You can construct a promise based on a qbo3 API call as follows:
qbo3.getPromise = function(cn, method, data) {
return new Promise(function(resolve, reject) {
new (qbo3[cn] || qbo3[cn + 'Object'])().invokeJson(method, data, { success: resolve, error: reject });
})
}
where:
cn
: is the className of the API endpoint (e.g. Process
, Loan
, Person
, Message
, etc.)
method
: is the class method to be invoked (e.g. Select
, Search
, Update
, etc.)
data
: is the JSON
data to be submitted
The (qbo3[cn] || qbo3[cn + 'Object'])
expression is just a bit of sugar to allow you to pass either Process
or ProcessObject
as the cn
parameter to qbo3.getPromise(...)
.
Then you can use:
var data = {...}
var myPromise = qbo3.getPromise('Process', 'StartRecordingTime', data)
.then(return qbo3.getPromise('Process', 'RealWorldApiCall', data))
.then(return qbo3.getPromise('Process', 'EndRecordingTime', {}))

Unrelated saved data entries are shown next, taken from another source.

PR #640, opened 2023-12-16
CPS-???? | CIP67 prefixes for validity/auth twinned tokens

waalge:
[cps](https://github.com/waalge/CIPs/tree/waagle/cps-x/CPS-xxxx)

Discussions welcome. 

---

(my terminal is unhappy with directory names including `?`)


rphair:
thanks @waalge ... `?` characters definitely not required in directory name, `x` or `X` is fine & so would be a short descriptive name for your proposal.  But in any case please rename your document to `README.md` and also please link this file into your OP above so we can click into a readable version easily 😎

rphair:
Closing since draft still not marked "Ready for review" in 8 months.  This would generally be a sign that a CIP/CPS is not going to be followed through the review process... but if @waalge you still intend to pursue this, please feel free to update the document so it's ready for peer / editor review & then reopen this PR.

waalge:
Sure. I don't think this deserves a full independent cip. Is there a way to make suggested additions to existing CIPs?

rphair:
My guess @waalge is that what you've written could be something like a "best practice" document.  Maybe @Crypto2099 would please have a quick look to see if this might be an addendum to CIP-0067... if so then we can reopen it and mount the usual review process.

PR #645, opened 2023-12-20
CIP-0006 | Adjust preamble and structure w.r.t CIP-0001

### LINKED ISSUE #644: CIP-0006 | Adjust preamble and structure w.r.t CIP-0001
Fixed by #645.

rphair:
Fixes #644.

([edited version](https://github.com/rphair/CIPs/blob/remediate-0006/CIP-0006/README.md))

### DIFF
--- a/CIP-0006/README.md
+++ b/CIP-0006/README.md
@@ -21,7 +21,7 @@ This CIP defines the concept of extended metadata for pools that is referenced f
 
 ## Motivation: why is this CIP necessary?
 
-As the ecosystem around Cardano stake pools proliferate so will the desire to slice, organize and search pool information dynamically.  Currently the metadata referenced on chain provides 512 bytes that can be allocated across the four information categories ([delegation-design-specification Section 4.2)](https://github.com/input-output-hk/cardano-ledger/releases/latest/download/shelley-delegation.pdf):
+As the ecosystem around Cardano stake pools proliferate so will the desire to slice, organize and search pool information dynamically.  Currently the metadata referenced on chain provides 512 bytes that can be allocated across the four information categories ([delegation-design-specification Section 4.2)](https://github.com/IntersectMBO/cardano-ledger/releases/latest/download/shelley-delegation.pdf):
 
 | key           | Value                                |  Rules  |
 | ---           | ---                                  |  ---  |
--- a/CIP-0006/README.md
+++ b/CIP-0006/README.md
@@ -89,7 +89,7 @@ This re-registration of the main metadata file with the `extData.vkey` and the t
 
 ## Rationale: how does this CIP achieve its goals?
 
-In the following we describe a first minimal version of the extended JSON file format
+In the following we describe a first minimal version of the extended JSON file format.
 
 Since this extended metadata file can be updated at any time by the pool operator, a **serial number** is useful for consuming applications and services to identify updates.
 
--- a/CIP-0006/README.md
+++ b/CIP-0006/README.md
@@ -1,12 +1,17 @@
 ---
 CIP: 6
 Title: Stake Pool Extended Metadata
-Authors: Markus Gufler <gufmar@gmail.com>, Mike Fullman <mike@fullman.net>
-Comments-URI: https://github.com/cardano-foundation/CIPs/pull/15
-Status: Draft
-Type: Standards
+Status: Active
+Category: Tools
+Authors:
+  - Markus Gufler <gufmar@gmail.com>
+  - Mike Fullman <mike@fullman.net>
+Implementors:
+  - pooltool.io
+  - cexplorer.io
+Discussions:
+  - https://github.com/cardano-foundation/CIPs/pull/15
 Created: 2020-07-20
-Updated: 2020-11-24 2nd key-pair for validation 2021-02-08 json schema
 License: CC-BY-4.0
 ---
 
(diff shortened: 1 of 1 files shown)


CIP-0006/README.md
```diff
@@ -79,7 +87,7 @@ The operator now:
 
 This re-registration of the main metadata file with the `extData.vkey` and the two URLs is only necessary once. Afterwards, the operator can update his extended metadata at any time, compute the new signature with the `cardano-cli stake-pool rawdata-sign` command, and publish both files at the existing `extDataUrl` and `extSigUrl`.
 
-### Extended Metadata structure
+## Rationale: how does this CIP achieve its goals?
 
 In the following we describe a first minimal version of the extended JSON file format
```
Ryun1, line 92:
```suggestion
In the following we describe a first minimal version of the extended JSON file format.
```
grammar :)

CIP-0006/README.md
```diff
@@ -1,20 +1,25 @@
 ---
 CIP: 6
 Title: Stake Pool Extended Metadata
-Authors: Markus Gufler <gufmar@gmail.com>, Mike Fullman <mike@fullman.net>
-Comments-URI: https://github.com/cardano-foundation/CIPs/pull/15
-Status: Draft
-Type: Standards
+Status: Active
+Category: Tools
```
Ryun1, line 5:
```suggestion
Category: Metadata
```
Happy for it to be either 🤓

CIP-0006/README.md
```diff
@@ -29,7 +34,10 @@ Many additional attributes can be envisioned for future wallets, pool explorers,
 
 ## Specification
 
+> **Note** Updated: 2020-11-24 2nd key-pair for validation 2021-02-08 json schema
+
 ### On Chain referenced (main) metadata file
```
Ryun1, line 39: Are we going to enforce the any CIP which has on-chain data must provide a CDDL file (from #563) - retroactively?
Probably not practical.

Ryun1 (approved):
LGTM 

See few small comments.

CIP-0006/README.md
rphair: I'm glad you're happy with `Tools` then 🤓 since I already thought about which of these choices to make.  For other other CIPs tagged `Metadata` that metadata, even when off-chain, is associated with the chain somehow & in this case it isn't.

Also the target is a broad spectrum of operational procedures and tools as summarised best in this sentence (which itself could be a good description of the `Tools` category):
> Many additional attributes can be envisioned for future wallets, pool explorers, and information aggregators.

CIP-0006/README.md
rphair: I think it would make sense to demand CDDL here if there had been a CIP for the original on-chain pool metadata specification, which there wasn't: as far as I know that was only ever documented in apocrypha like SPO setup procedures.

So providing CDDL for the extended structure, but not the original structure, doesn't generally solve that problem.

The alternative would be to broaden the scope of this CIP so it includes _both_ the original metadata spec _and_ the extended spec.  That would avoid having to write an "informational" CIP over 4 years after this method was put into practice: looking a bit silly perhaps.  I would still be in favour of it though: but only in a separate PR because it's beyond the scope of the CIP1 remediation effort.

CIP-0006/README.md
Ryun1: > For other CIPs tagged Metadata, their metadata - even when off-chain - is associated with the chain somehow, and in this case it isn't.

Makes sense to me! agreed.

CIP-0006/README.md
```diff
@@ -1,20 +1,25 @@
...
 ---
 
 ## Abstract
 
 This CIP defines the concept of extended metadata for pools that is referenced from the pool registration data stored on chain.
 
-## Motivation
+## Motivation: why is this CIP necessary?
 
 As the ecosystem around Cardano stake pools proliferate so will the desire to slice, organize and search pool information dynamically.  Currently the metadata referenced on chain provides 512 bytes that can be allocated across the four information categories ([delegation-design-specification Section 4.2)](https://github.com/input-output-hk/cardano-ledger/releases/latest/download/shelley-delegation.pdf):
```
Ryun1, line 24:
```suggestion
As the ecosystem around Cardano stake pools proliferate so will the desire to slice, organize and search pool information dynamically.  Currently the metadata referenced on chain provides 512 bytes that can be allocated across the four information categories ([delegation-design-specification Section 4.2)](https://github.com/IntersectMBO/cardano-ledger/releases/latest/download/shelley-delegation.pdf):
```
do we want to do this?

CIP-0006/README.md
rphair: @Ryun1 the period (rather than a colon) isn't a grammar mistake.  Mainly, it's a complete and grammatically correct sentence.  Also, the colon would normally be used if the "following" were following immediately, which it doesn't... instead it's distributed through this whole section & that's why I used the `.` rather than the `:`. 😛

CIP-0006/README.md
rphair: @Ryun1 @Crypto2099 @KtorZ two possible ways of answering your question (although definitely **yes** we want to correct the out of date links):

- We want to change these links to point to IntersectMBO because the IOHK links have become non-canonical and eventually the redirects will stop working (or get lost behind further redirects someday).
- We want to use the versions in our own repos since the academic releases of these technical papers are generally paywalled or at least require academic accounts to view them.

CIP-0006/README.md
Ryun1: youre right!!

Issue #783, opened 2024-03-14
CIP 100 | Provide directions on how to create signatures for the body without circular dependencies.


kderme:
CIP 100 provides an algorithm to find and hash the body of governance metadata
```
Canonicalize the whole document according to [this](https://w3c-ccg.github.io/rdf-dataset-canonicalization/spec/) specification.
Identify the node-ID of the body node
Filter the canonicalized document to include the body node, and all its descendents
Ensure the file ends in a newline
Hash the resulting file with blake2b-256
```

However this assumes that in order to hash the body (last step), you first need to canonicalize the whole document (first step). This creates a circular dependencies problem, since the whole document already contains the signatures.

Ryun1:
> This creates a circular dependencies problem, since the whole document already contains the signatures.

Agreed this isnt clear.

But I dont think there is a dependency;
Since you filter out the signatures via; `Filter the canonicalized document to include the body node, and all its descendents`
you can just have placeholders, until you are able to actually build signatures with the hash digest as the payload

kderme:
The canonicalization algorithm depends in some way in sorting the generated N-Quads and also in the number of these N-Quads. Without knowing at least the context of the whole text it's not possible to have placeholders, because it's impossible to know keys that can be sorted before or after the body.

I must say my understanding of the [algorithm](https://w3c.github.io/rdf-canon/spec/) is limited to reach safe conclusions.

Quantumplation:
You know all of the keys ahead of time, so you should be able to generate all of the N-Quads. You just don't know the values for those keys.

kderme:
> You know all of the keys ahead of time

So each author is expected to know the total number authors and other information to predict the correct node-id of the body? It's a bit counter-intuitive that data that live outside the body actually affect the normal form of the body and as a result the signature.

Quantumplation:
If you have an alternative suggestion, this is one of the things we struggled with, there's not really a good solution; just taking the `body` for canonicalization doesn't quite work because it doesn't have the context, so your have to modify the body to inject a context, etc.

kderme:
Sorry for the late response, my suggestion would be to sign the body content as is, or follow the much simpler json canonicalisation algorithm. The json-ld canonicalisation algorithm has no protection over colision attacks, so even after fixing the circular logic problem, it's always possible for 2 different json-ld files to have the same canonical form. For example all 3 texts below have the same canonized format 

[...]

PR #796, opened 2024-04-19
CIP-0120? | Constitution specification

Ryun1:
This proposal aims to describe a standardized technical form for the Cardano constitution.
Hoping to enhance the accessibility and safety of the document.

---

[📄 Rendered proposal](https://github.com/Ryun1/CIPs/tree/cip-constitution-tech/CIP-0120)

PR #835, opened 2024-06-03
CIP-0100, CIP-0108, CIP-0119 | Hash raw content directly

kderme:
This pr tries to simplify and improve CIP 100 and its follow-ups 108 and 119, by avoiding the canonicalisation step when hashing the contents of the metadata. It is the result of a discussion [here](https://github.com/cardano-foundation/CIPs/issues/783) and [here](https://github.com/cardano-foundation/CIPs/issues/783#issuecomment-2094232404)

Even though the canonicalisation algorithm has been introduced to avoid ambiquities related to different json parsing, in fact it tries to solve a problem that it itself creates: Without the need to canonicalise the content, we don't even need to parse the content as json during validation.

Some other advantages of this change:
- it reduces the steps needed to create and validate the hash
- it follows the existing paradigm set by pool off-chain metadata
- It make CIP-100 a natural extention of CIP-1694. Application that only aim to be compatible with CIP-1694 and do a lightweight validation of the offchain data are not directly incompatible with CIP-100
- it avoids issues of the json-ld canonicalisation algorithm mentioned [here](https://github.com/cardano-foundation/CIPs/issues/783#issuecomment-2069660006)

Note that this dependency is not fully eliminated with this pr, since it still exists in the body signing algorithm. For this a separate pr will be created


Sworzen1:
Does hashing uncanonized jsons cause problems with comparing hashes and exchanging data between different systems ?

gitmachtl:
> Does hashing uncanonized jsons cause problems with comparing hashes and exchanging data between different systems ?

No, because its just handled like a binary file for the hashing. Like we do with all the other files that we hash to calculate a uniq stamp/identifier. A hash should be calculated on the raw binary version of a file IMO, so i fully support this PR.

Sworzen1:
Look on example in this RP: We have example.json and hash from raw file -> 04af1b48bccbf7cf9b3e3b7952dfbdde0cc851ccb87ae6643521672cc381b00d.
I replace the data in file, for example -> move body propertie  "comment" with value "This is a test vector for CIP-100" before "references" propertie. Result is -> the data is the same but hash is totaly different -> 5e40a477b7fd2f195371eb440063e0823b53fdefc2189a85a887c2b49746f29d

Sworzen1:
I do not agree with you. The data is the same, only a structure of the file changes. In my opinion, we should check the user data, because, the user data is most important, not file.

x = y;
y = x;
Its the same data man.

gitmachtl:
> I don't agree with you. The data is the same, only a structure of the file changes. In my opinion, we should check the user data, because, the user data is most important, not file.
> 
> x = y; y = x; Its the same data man.
> 
> Additionally, different languages, applications and systems may format files differently, but a data remains the same no matter how a file is read.

Well, i agree to disagree with you. :-) It makes it unnecessary complicated to check data integrity for tools. Is there a universal tool/lib available for all 3rd party applications? There is one which is doing just a blake2 hashing on binary data, thats an easy pick.

Sworzen1:
Yes, blake2 is great. We need to have the data in order, which is provided by canonicalising the json as described so far. Otherwise, the structure of the files matters, and as I wrote above, files can be interpreted in any way, which makes reordering the data affect hash validation.

gitmachtl:
Than why going with jsonld in the first place? We have a CDDL for every certificate, etc. on cardano. Why not directly going with CBOR binary data?

Sworzen1:
I think I didnt understand you. Please describe me which problem solve CBOR representation of json ?, is the same that but in another representation for optimization.

gitmachtl:
With all the tools i built like cardano-signer, i was coming from the CDDL cbor side. Where you have a numeric map entry for a specific data and thats it. These methods now trying to convert data over from readable text in any sorting order and charset to be converted to end up again like a cbor in canonilized format like we use all he time on cardano.

Sworzen1:
Yes  - we are using jsond-ld lib in JavaScript to canonization and URDNA2015 algorithm as default. Im using it in GovTool because of CIP-100 requirement. I dont know why - about "Than why going with jsonld in the first place?".  Naturally, if you have a better tool that will check the correctness of the data, I will be happy to check it. I know what cbor is and what parsing looks like, but without examples to your solution, I don't really know what you are talking about in the previous comment. Only thing I can comment on is the changes made to this PR, which I don't like very much for the reasons described above.

kderme:
> The data is the same, only a structure of the file changes. In my opinion, we should check the user data, because, the user data is most important, not file.
> 
> x = y; y = x; Its the same data man.

The example you provide contains the effect of an insignificant change to a file. However, at https://github.com/cardano-foundation/CIPs/issues/783#issuecomment-2069660006 I've provided examples that are not that harmless. They show how the content of a file can be maliciously manipulated and have a different meaning, while maintaining the same hash. A good hashing function is collision resistant, which URDNA2015 is not.

> Additionally, different languages, applications and systems may format files differently, but a data remains the same no matter how a file is read.

The only requirement is that the editor of the file has control over its content, which is a very reasonable requirement. Note that no json parser is involved in the validation, so there is nothing that can cause ambiguity.

> If it gets implemented within cardano-cli including the signing/verification part, i can update the spo scripts to reflect that change.

Afaik cli doesn't plan to support URDNA2015

disassembler:
I'm in agreement with @kderme and @gitmachtl . We don't want to canonicalize json because it can cause collisions. This was a major point @dcoutts made when we stopped using canonical json after Byron. It's a security risk to massage data before hashing.

gitmachtl:
may i ask a question: if the goal is to have a signature proof. why can't we just hash the binary file as it is. sign this hash with the wanted key - like the drep signing key - and put this information within the transaction aside with the action itself? can be added via metadata f.e. like we are doing catalyst registrations etc. this can all be done via cip8/30 message signing now. also hardware wallets support this with the upcoming firmware. 

using cose_sign1 format again would simplify it also for 3rd party tools.

gitmachtl:
oh and btw, hardware-wallets can't just sign a message or a hash. it must be embedded within the CIP8 structure. so relying on the function that signing keys needs to just sing a hash would not work for hardware-wallets. which would make them obsolete for dreps and committee members in combination with governance metadata signing.

gitmachtl:
about the anchor data-hash issue for conway ... can we settle down on the fact that the hash on the chain which is linked to a file should be the hash of the file and not some content hashing stuff? checking the validity of the content of a file has nothing to do with the filehash itself. to make a proof about the content can be done afterwards imo.

Sworzen1:
Yes no problem. The important thing is, that we want to check the correctness of the data or only file. If in fact it is enough to check the file, I agree. However, if the correctness and order of the data is important, another mechanism would be useful.

rphair:
We need to commit to a decision so related projects can decide how to proceed, so this will be top priority for final review at the CIP meeting tonight (https://hackmd.io/@cip-editors/91).

Thanks @kderme + @gitmachtl @Sworzen1 for your presentations so far... please come to the meeting to contribute to the discussion, with the intention of deciding there (cc @Quantumplation @Thomas-Upfield).

Note @Ryun1 for future reference this decision could also apply to the proposed method of constitution hashing here:

- https://github.com/cardano-foundation/CIPs/pull/796

cc @disassembler @Crypto2099

rphair (approved):
CIP meeting in last hour has reviewed the rationale for making this change & agreed without dispute to go ahead with the changes exactly as proposed.

Crypto2099 (approved):
The rationale for maintaining consistency and compatibility with downstream tooling such as db-sync make this a logical modification that I'm happy to see us get implemented and standardized before we move into the Conway ledger era.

More generic usage leveraging the results of one API for the data being passed to a subsequent call:
var somePromise = qbo3.getPromise('Person', 'Search', {"Person": "someuser@acme.com"})
.then(json => {
const id = json.PersonCollection.PersonItem[0].PersonID;
return qbo3.getPromise('ProcessObject', 'Search', { "CreatedPersonID": id })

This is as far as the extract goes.